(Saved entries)
::::

PR #911, opened 2026-06-28
fix(validator): accept current GA plugin.json manifest fields (schema 3.12.0)

jeremylongshore:
## Problem

The `plugin.json` allowlist (`PLUGIN_JSON_FIELDS` in `scripts/validate-skills-schema.py`) carried only the **pre-GA 15** fields. `validate_plugin_json()` then appends any other key as an **ERROR** (`Unknown field: '<x>' — not in Anthropic spec`). The Anthropic plugin manifest has since gained several **GA** fields — so the validator now **hard-rejects valid, current Anthropic plugins**. This is the biggest gap in our plugin-manifest validation.

Verified against the official spec: [code.claude.com/docs/en/plugins-reference](https://code.claude.com/docs/en/plugins-reference) § "Plugin manifest schema".

## Fix (additive, spec-compliance)

Add to `PLUGIN_JSON_FIELDS` (all optional; `name` stays the only required field):

| Field | Type | Status |
|---|---|---|
| `displayName` | string | GA (Claude Code v2.1.143+) |
| `defaultEnabled` | boolean | GA (v2.1.154+) |
| `dependencies` | array | GA (plugin deps w/ semver) |
| `userConfig` | object | GA |
| `channels` | array | GA |
| `$schema` | string | GA (editor metadata, ignored at load) |
| `experimental` | object | experimental (`experimental.{themes,monitors}`) |

- `TYPE_MAP` gains `boolean` (for `defaultEnabled`).
- `SCHEMA_VERSION` 3.11.0 → **3.12.0**; `SCHEMA_CHANGELOG.md` entry added.
- `/validate-plugin` reference snapshot (`plugin-schema.md`) synced — `displayName` removed from the "invalid fields" list, field reference now lists all 22.
- New test `tests/test_validate_plugin_json_ga_fields.py` pins GA-field acceptance, boolean typing, name-still-required, and that genuinely-unknown fields are still flagged.

**Purely additive** — accepts more, rejects nothing previously accepted, so **no plugin can regress**. Existing 26 frontmatter tests + 6 new tests pass.

Per `SCHEMA_CHANGELOG.md` **NON-NEGOTIABLE #6** ("adding missing documented fields" — autonomous-OK).

## ⚠️ Decision needed — NON-NEGOTIABLE #7 (NOT done here)

The official `claude plugin validate` treats **unrecognized** fields as **warnings** (errors only under `--strict`). Our validator still **errors** on genuinely-unknown fields. Aligning to Anthropic's warn-not-error policy is an **error-vs-warning-semantics** change — **NON-NEGOTIABLE #7, needs your explicit sign-off**, so it is **deferred**.

Adding the GA fields above already removes the false rejection of valid current plugins (those fields are no longer "unknown"). The remaining decision only affects typos / other-ecosystem metadata. Two options if/when you want it:

1. Keep erroring (status quo) — strictest; catches typos but diverges from Anthropic.
2. Warn-not-error to match Anthropic, with an opt-in `--strict` for CI.

Say the word and I'll do (2) in a follow-up.

- Jeremy Longshore
intentsolutions.io

### DIFF
--- a/000-docs/SCHEMA_CHANGELOG.md
+++ b/000-docs/SCHEMA_CHANGELOG.md
@@ -146,6 +146,45 @@ compliance are welcome; structural changes to the IS rubric are not.
 
 ---
 
+## [3.12.0] — 2026-06-28 — plugin.json manifest brought up to current Anthropic GA spec (additive)
+
+**Additive MINOR — no change to any required-field set, tier model, or
+error-vs-warning semantics.** `PLUGIN_JSON_FIELDS` (the `.claude-plugin/plugin.json`
+manifest allowlist) had only the pre-GA 15 fields. The Anthropic plugin manifest
+has since gained several **GA** fields; the validator was therefore hard-rejecting
+valid, current Anthropic plugins with `Unknown field: '<x>' — not in Anthropic
+spec` (an ERROR), which is no longer true for these fields.
+
+Added to `PLUGIN_JSON_FIELDS` (all optional; `name` remains the only required
+field, unchanged):
+
+| Field | Type | Status | Note |
+|---|---|---|---|
+| `displayName` | string | GA (Claude Code v2.1.143+) | human-readable name in the `/plugin` picker |
+| `defaultEnabled` | boolean | GA (v2.1.154+) | enabled by default absent a user preference |
+| `dependencies` | array | GA | required plugins w/ optional semver constraints |
+| `userConfig` | object | GA | user-configurable values prompted at enable time |
+| `channels` | array | GA | message-channel declarations bound to MCP servers |
+| `$schema` | string | GA (metadata only) | JSON Schema URL; ignored at load time |
+| `experimental` | object | experimental | holds `experimental.themes` / `experimental.monitors` |
+
+`TYPE_MAP` in `validate_plugin_json()` gained `boolean` (for `defaultEnabled`).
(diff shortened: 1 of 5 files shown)


jeremylongshore:
**NON-NEGOTIABLE #7 sign-off (audit trail).** Per `000-docs/SCHEMA_CHANGELOG.md` NON-NEGOTIABLE #7, the error-vs-warning change requires explicit approval recorded in the PR thread before it lands. Jeremy Longshore approved the flip on 2026-06-28.

Implemented in `3914b1b` (schema **3.13.0**), folded into this PR on top of the GA-fields add:

- Unrecognized plugin.json field → **WARNING** by default (was ERROR), matching Anthropic's own `claude plugin validate`.
- New **`--strict`** flag promotes them back to errors (CI opt-in); verified end-to-end (default → WARN, `--strict` → ERROR).
- Wrong-**type** field + missing required **`name`** stay errors regardless of `--strict`.
- `difflib` "did you mean …" near-miss hint.
- No change to any required-fields set or tier (NON-NEGOTIABLES #1/#2 intact).

This also makes plugin.json consistent with the SKILL.md + agent validators, which already warn (never error) on unknown fields. 9 plugin + 26 frontmatter tests green.

- Jeremy Longshore
intentsolutions.io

::::

**HOW TO COMPLETE THIS TASK**
Up to and including the line with "lists all 22.", repeat the entries exactly, beginning at their first line.

**TASK RESULT**
PR #911, opened 2026-06-28
fix(validator): accept current GA plugin.json manifest fields (schema 3.12.0)

jeremylongshore:
## Problem

The `plugin.json` allowlist (`PLUGIN_JSON_FIELDS` in `scripts/validate-skills-schema.py`) carried only the **pre-GA 15** fields. `validate_plugin_json()` then appends any other key as an **ERROR** (`Unknown field: '<x>' — not in Anthropic spec`). The Anthropic plugin manifest has since gained several **GA** fields — so the validator now **hard-rejects valid, current Anthropic plugins**. This is the biggest gap in our plugin-manifest validation.

Verified against the official spec: [code.claude.com/docs/en/plugins-reference](https://code.claude.com/docs/en/plugins-reference) § "Plugin manifest schema".

## Fix (additive, spec-compliance)

Add to `PLUGIN_JSON_FIELDS` (all optional; `name` stays the only required field):

| Field | Type | Status |
|---|---|---|
| `displayName` | string | GA (Claude Code v2.1.143+) |
| `defaultEnabled` | boolean | GA (v2.1.154+) |
| `dependencies` | array | GA (plugin deps w/ semver) |
| `userConfig` | object | GA |
| `channels` | array | GA |
| `$schema` | string | GA (editor metadata, ignored at load) |
| `experimental` | object | experimental (`experimental.{themes,monitors}`) |

- `TYPE_MAP` gains `boolean` (for `defaultEnabled`).
- `SCHEMA_VERSION` 3.11.0 → **3.12.0**; `SCHEMA_CHANGELOG.md` entry added.
- `/validate-plugin` reference snapshot (`plugin-schema.md`) synced — `displayName` removed from the "invalid fields" list, field reference now lists all 22.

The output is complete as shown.